AVAILABLE DATA »

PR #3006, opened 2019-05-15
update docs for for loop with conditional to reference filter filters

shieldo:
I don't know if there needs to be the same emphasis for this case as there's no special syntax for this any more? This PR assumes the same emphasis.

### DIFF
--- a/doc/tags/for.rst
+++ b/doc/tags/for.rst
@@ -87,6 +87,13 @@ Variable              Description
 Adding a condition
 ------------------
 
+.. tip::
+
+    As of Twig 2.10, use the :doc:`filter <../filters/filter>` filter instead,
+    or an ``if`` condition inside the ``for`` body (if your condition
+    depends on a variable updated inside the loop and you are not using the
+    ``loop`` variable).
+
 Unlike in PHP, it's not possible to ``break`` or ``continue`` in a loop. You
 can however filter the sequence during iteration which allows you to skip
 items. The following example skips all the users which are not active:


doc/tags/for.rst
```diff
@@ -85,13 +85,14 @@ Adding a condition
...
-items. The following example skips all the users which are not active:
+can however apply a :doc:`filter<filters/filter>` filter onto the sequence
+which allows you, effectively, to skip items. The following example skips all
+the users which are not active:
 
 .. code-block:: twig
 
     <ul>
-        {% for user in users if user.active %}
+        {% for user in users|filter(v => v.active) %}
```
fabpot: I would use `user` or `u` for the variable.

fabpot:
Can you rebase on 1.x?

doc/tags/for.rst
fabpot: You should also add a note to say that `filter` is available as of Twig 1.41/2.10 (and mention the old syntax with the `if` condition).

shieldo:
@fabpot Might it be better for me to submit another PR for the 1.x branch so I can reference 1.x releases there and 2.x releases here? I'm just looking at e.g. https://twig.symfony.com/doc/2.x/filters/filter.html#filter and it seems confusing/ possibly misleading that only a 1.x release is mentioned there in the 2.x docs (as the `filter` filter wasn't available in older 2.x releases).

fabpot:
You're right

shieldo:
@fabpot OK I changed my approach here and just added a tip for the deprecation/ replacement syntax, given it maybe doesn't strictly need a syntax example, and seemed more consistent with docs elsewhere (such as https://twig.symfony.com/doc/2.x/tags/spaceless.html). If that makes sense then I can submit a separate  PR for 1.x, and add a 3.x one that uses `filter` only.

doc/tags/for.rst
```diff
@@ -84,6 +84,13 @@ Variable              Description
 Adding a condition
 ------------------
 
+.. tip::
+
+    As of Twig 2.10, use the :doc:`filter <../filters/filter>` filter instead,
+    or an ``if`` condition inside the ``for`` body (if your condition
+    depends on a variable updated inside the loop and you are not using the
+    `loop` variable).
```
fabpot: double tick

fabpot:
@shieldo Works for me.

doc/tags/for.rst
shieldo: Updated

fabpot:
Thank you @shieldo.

WHAT IS BEING ASKED »
The data above is to be given again, with every line exact.

FINISHED EXERCISE »
PR #3006, opened 2019-05-15
update docs for for loop with conditional to reference filter filters

shieldo:
I don't know if there needs to be the same emphasis for this case as there's no special syntax for this any more? This PR assumes the same emphasis.

### DIFF
--- a/doc/tags/for.rst
+++ b/doc/tags/for.rst
@@ -87,6 +87,13 @@ Variable              Description
 Adding a condition
 ------------------
 
+.. tip::
+
+    As of Twig 2.10, use the :doc:`filter <../filters/filter>` filter instead,
+    or an ``if`` condition inside the ``for`` body (if your condition
+    depends on a variable updated inside the loop and you are not using the
+    ``loop`` variable).
+
 Unlike in PHP, it's not possible to ``break`` or ``continue`` in a loop. You
 can however filter the sequence during iteration which allows you to skip
 items. The following example skips all the users which are not active:


doc/tags/for.rst
```diff
@@ -85,13 +85,14 @@ Adding a condition
...
-items. The following example skips all the users which are not active:
+can however apply a :doc:`filter<filters/filter>` filter onto the sequence
+which allows you, effectively, to skip items. The following example skips all
+the users which are not active:
 
 .. code-block:: twig
 
     <ul>
-        {% for user in users if user.active %}
+        {% for user in users|filter(v => v.active) %}
```
fabpot: I would use `user` or `u` for the variable.

fabpot:
Can you rebase on 1.x?

doc/tags/for.rst
fabpot: You should also add a note to say that `filter` is available as of Twig 1.41/2.10 (and mention the old syntax with the `if` condition).

shieldo:
@fabpot Might it be better for me to submit another PR for the 1.x branch so I can reference 1.x releases there and 2.x releases here? I'm just looking at e.g. https://twig.symfony.com/doc/2.x/filters/filter.html#filter and it seems confusing/ possibly misleading that only a 1.x release is mentioned there in the 2.x docs (as the `filter` filter wasn't available in older 2.x releases).

fabpot:
You're right

shieldo:
@fabpot OK I changed my approach here and just added a tip for the deprecation/ replacement syntax, given it maybe doesn't strictly need a syntax example, and seemed more consistent with docs elsewhere (such as https://twig.symfony.com/doc/2.x/tags/spaceless.html). If that makes sense then I can submit a separate  PR for 1.x, and add a 3.x one that uses `filter` only.

doc/tags/for.rst
```diff
@@ -84,6 +84,13 @@ Variable              Description
 Adding a condition
 ------------------
 
+.. tip::
+
+    As of Twig 2.10, use the :doc:`filter <../filters/filter>` filter instead,
+    or an ``if`` condition inside the ``for`` body (if your condition
+    depends on a variable updated inside the loop and you are not using the
+    `loop` variable).
```
fabpot: double tick

fabpot:
@shieldo Works for me.

doc/tags/for.rst
shieldo: Updated

fabpot:
Thank you @shieldo.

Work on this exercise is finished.